◆ **Prompt**
The records that follow should be retyped word for word.

(Records from a data collection)
PR #180, opened 2017-05-04
add Iteration method and tests

shellus:
Usage example:

```
	sel := Doc().Find(".hero-unit .row-fluid")

	for n := range  sel.Iteration(){
		t.Logf("node %v", n.Nodes[0].Data)
	}
```

### DIFF
--- a/iteration.go
+++ b/iteration.go
@@ -12,6 +12,22 @@ func (s *Selection) Each(f func(int, *Selection)) *Selection {
 	return s
 }
 
+// Each iterates over a Selection object, executing a function for each
+// matched element. It returns the current Selection object. The function
+// f is called for each element in the selection with the index of the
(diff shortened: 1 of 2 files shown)


mna:
Hello,

Thanks for your interest in goquery! Unfortunately, I'm gonna have to reject the PR for a couple reasons:

- It is not a jQuery method. Goquery tries to stay very close to the jQuery API as a design goal, with the special naming pattern described in the README.
- There is already (more than!) one simple way to iterate over the nodes in a selection, as mentioned in the wiki.

In addition to the example in the wiki, you could also do something like that to iterate:

```
	for i := 0; i < s.Length(); i++ {
		ss := s.Eq(i)
		fmt.Println(ss.Html())
	}
```

So I will not add a dedicated method for this, sorry.

Martin

Issue #173, opened 2017-04-04
Deprecate NewDocument and NewDocumentFromResponse


mna:
The documentation should mention that `NewDocument(url)` and `NewDocumentFromResponse(httpResponse)` are just helpers for quick prototyping/testing, but for "production" code, the HTTP handling should be done outside goquery, and call `NewDocumentFromReader(io.Reader)` when needed.

Many recent issues are raised because people expect a wide array of behaviour from those 2 functions which shouldn't have been added in the first place. Maybe they should be properly deprecated (as explained here: https://rakyll.org/deprecated/).

At the very least the docs should mention that "advanced" usage of those functions is not recommended. WIth better wording of course.

kakera87:
I am sorry I don'n use goQuery. I just newb TT

PR #203, opened 2017-08-28
Add second argument for POST request at NewDocument()

watanabeyu:
I want to get POST page.  
But this package is can't get it, so I made this PR.  
  
Usage example:
```
// POST page
doc, err := goquery.NewDocument("http://xxxxxxxxx", map[string]string{
  "url": "hoge",
  "foo": "1",
  "bar": "bar",
})

// GET page
// If want to GET page, not necessary second argument.
// same as until now
doc, err := goquery.NewDocument("http://xxxxxxxxx")
```

### DIFF
--- a/type.go
+++ b/type.go
@@ -31,12 +31,27 @@ func NewDocumentFromNode(root *html.Node) *Document {
 // NewDocument is a Document constructor that takes a string URL as argument.
 // It loads the specified document, parses it, and stores the root Document
 // node, ready to be manipulated.
-func NewDocument(url string) (*Document, error) {
+func NewDocument(u string, vr ...map[string]string) (*Document, error) {
 	// Load the URL
-	res, e := http.Get(url)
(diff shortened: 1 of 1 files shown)


mna:
Hello,

Unfortunately, the `NewDocument(url)` function should be deprecated (see #173 that I haven't "implemented" yet). In an ideal world, only `NewDocumentFromReader` would have been added to the package (well, maybe `...FromNode` too), as this is not the domain of goquery to deal with network requests.

So thanks for caring enough to send this PR, but for that reason I'm gonna have to reject it. To process the response from a POST or any other type of requests, the recommended approach is to use the stdlib (or the network requests package of your choice) to get the response, validate that the status code and any other characteristic of the response is "correct" (for whatever definition of "correct" works for your use-case) and then parse the body with goquery by calling `NewDocumentFromReader`.

Hope this helps,
Martin

PR #209, opened 2017-09-21
Helper method to read from string

sosedoff:
New helper method `NewDocumentFromString` would be helpful to create document that have sources other than http/io.reader. I found this be more convenient instead of doing `strings.NewReader(s)` all the time.

### DIFF
--- a/type.go
+++ b/type.go
@@ -5,6 +5,7 @@ import (
 	"io"
 	"net/http"
 	"net/url"
+	"strings"
 
 	"github.com/andybalholm/cascadia"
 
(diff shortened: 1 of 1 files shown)


mna:
Hello Dan,

Thanks for this, but as you've seen, it is merely a one-line helper and I don't feel it adds enough value to add to the package. In fact if I'm more interested in trimming down the number of `New...` functions in goquery - see #173 . And the underlying net/html package only accepts `io.Reader`s anyway, so it requires the creation of the reader regardless - there's no performance gain to be had i.e. to avoid some allocations.

For those reasons I will have to reject the PR, sorry.
Martin

sosedoff:
Not a big deal, as you've said its pretty much a one-liner, i'll just add that to my app instead.

PR #227, opened 2018-01-05
add NewDocumentFromBytes

rickypai:
Some interfaces like databases returns `[]byte` for data. This PR provides a shortcut to create a document from bytes.

### DIFF
--- a/type.go
+++ b/type.go
@@ -1,6 +1,7 @@
 package goquery
 
 import (
+	"bytes"
 	"errors"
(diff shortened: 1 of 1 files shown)


mna:
Hello Ricky,

Thanks for your interest in goquery, but as discussed in #209 , I don't want to add a `New...` function for bytes and/or strings, the existing `NewDocumentFromReader` should be used instead.

Thanks,
Martin

PR #231, opened 2018-01-17
Removed unnecessary conditional check

Strum355:
`IsMatcher()` returns false if `len(s.Nodes) !> 0`, so `Is()` was double checking if `len(s.Nodes) > 0`


mna:
Thanks!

◆ **Exercise output**
PR #180, opened 2017-05-04
add Iteration method and tests

shellus:
Usage example:

```
	sel := Doc().Find(".hero-unit .row-fluid")

	for n := range  sel.Iteration(){
		t.Logf("node %v", n.Nodes[0].Data)
	}
```

### DIFF
--- a/iteration.go
+++ b/iteration.go
@@ -12,6 +12,22 @@ func (s *Selection) Each(f func(int, *Selection)) *Selection {
 	return s
 }
 
+// Each iterates over a Selection object, executing a function for each
+// matched element. It returns the current Selection object. The function
+// f is called for each element in the selection with the index of the
(diff shortened: 1 of 2 files shown)


mna:
Hello,

Thanks for your interest in goquery! Unfortunately, I'm gonna have to reject the PR for a couple reasons:

- It is not a jQuery method. Goquery tries to stay very close to the jQuery API as a design goal, with the special naming pattern described in the README.
- There is already (more than!) one simple way to iterate over the nodes in a selection, as mentioned in the wiki.

In addition to the example in the wiki, you could also do something like that to iterate:

```
	for i := 0; i < s.Length(); i++ {
		ss := s.Eq(i)
		fmt.Println(ss.Html())
	}
```

So I will not add a dedicated method for this, sorry.

Martin

Issue #173, opened 2017-04-04
Deprecate NewDocument and NewDocumentFromResponse


mna:
The documentation should mention that `NewDocument(url)` and `NewDocumentFromResponse(httpResponse)` are just helpers for quick prototyping/testing, but for "production" code, the HTTP handling should be done outside goquery, and call `NewDocumentFromReader(io.Reader)` when needed.

Many recent issues are raised because people expect a wide array of behaviour from those 2 functions which shouldn't have been added in the first place. Maybe they should be properly deprecated (as explained here: https://rakyll.org/deprecated/).

At the very least the docs should mention that "advanced" usage of those functions is not recommended. WIth better wording of course.

kakera87:
I am sorry I don'n use goQuery. I just newb TT

PR #203, opened 2017-08-28
Add second argument for POST request at NewDocument()

watanabeyu:
I want to get POST page.  
But this package is can't get it, so I made this PR.  
  
Usage example:
```
// POST page
doc, err := goquery.NewDocument("http://xxxxxxxxx", map[string]string{
  "url": "hoge",
  "foo": "1",
  "bar": "bar",
})

// GET page
// If want to GET page, not necessary second argument.
// same as until now
doc, err := goquery.NewDocument("http://xxxxxxxxx")
```

### DIFF
--- a/type.go
+++ b/type.go
@@ -31,12 +31,27 @@ func NewDocumentFromNode(root *html.Node) *Document {
 // NewDocument is a Document constructor that takes a string URL as argument.
 // It loads the specified document, parses it, and stores the root Document
 // node, ready to be manipulated.
-func NewDocument(url string) (*Document, error) {
+func NewDocument(u string, vr ...map[string]string) (*Document, error) {
 	// Load the URL
-	res, e := http.Get(url)
(diff shortened: 1 of 1 files shown)


mna:
Hello,

Unfortunately, the `NewDocument(url)` function should be deprecated (see #173 that I haven't "implemented" yet). In an ideal world, only `NewDocumentFromReader` would have been added to the package (well, maybe `...FromNode` too), as this is not the domain of goquery to deal with network requests.

So thanks for caring enough to send this PR, but for that reason I'm gonna have to reject it. To process the response from a POST or any other type of requests, the recommended approach is to use the stdlib (or the network requests package of your choice) to get the response, validate that the status code and any other characteristic of the response is "correct" (for whatever definition of "correct" works for your use-case) and then parse the body with goquery by calling `NewDocumentFromReader`.

Hope this helps,
Martin

PR #209, opened 2017-09-21
Helper method to read from string

sosedoff:
New helper method `NewDocumentFromString` would be helpful to create document that have sources other than http/io.reader. I found this be more convenient instead of doing `strings.NewReader(s)` all the time.

### DIFF
--- a/type.go
+++ b/type.go
@@ -5,6 +5,7 @@ import (
 	"io"
 	"net/http"
 	"net/url"
+	"strings"
 
 	"github.com/andybalholm/cascadia"
 
(diff shortened: 1 of 1 files shown)


mna:
Hello Dan,

Thanks for this, but as you've seen, it is merely a one-line helper and I don't feel it adds enough value to add to the package. In fact if I'm more interested in trimming down the number of `New...` functions in goquery - see #173 . And the underlying net/html package only accepts `io.Reader`s anyway, so it requires the creation of the reader regardless - there's no performance gain to be had i.e. to avoid some allocations.

For those reasons I will have to reject the PR, sorry.
Martin

sosedoff:
Not a big deal, as you've said its pretty much a one-liner, i'll just add that to my app instead.

PR #227, opened 2018-01-05
add NewDocumentFromBytes

rickypai:
Some interfaces like databases returns `[]byte` for data. This PR provides a shortcut to create a document from bytes.

### DIFF
--- a/type.go
+++ b/type.go
@@ -1,6 +1,7 @@
 package goquery
 
 import (
+	"bytes"
 	"errors"
(diff shortened: 1 of 1 files shown)


mna:
Hello Ricky,

Thanks for your interest in goquery, but as discussed in #209 , I don't want to add a `New...` function for bytes and/or strings, the existing `NewDocumentFromReader` should be used instead.

Thanks,
Martin

PR #231, opened 2018-01-17
Removed unnecessary conditional check

Strum355:
`IsMatcher()` returns false if `len(s.Nodes) !> 0`, so `Is()` was double checking if `len(s.Nodes) > 0`


mna:
Thanks!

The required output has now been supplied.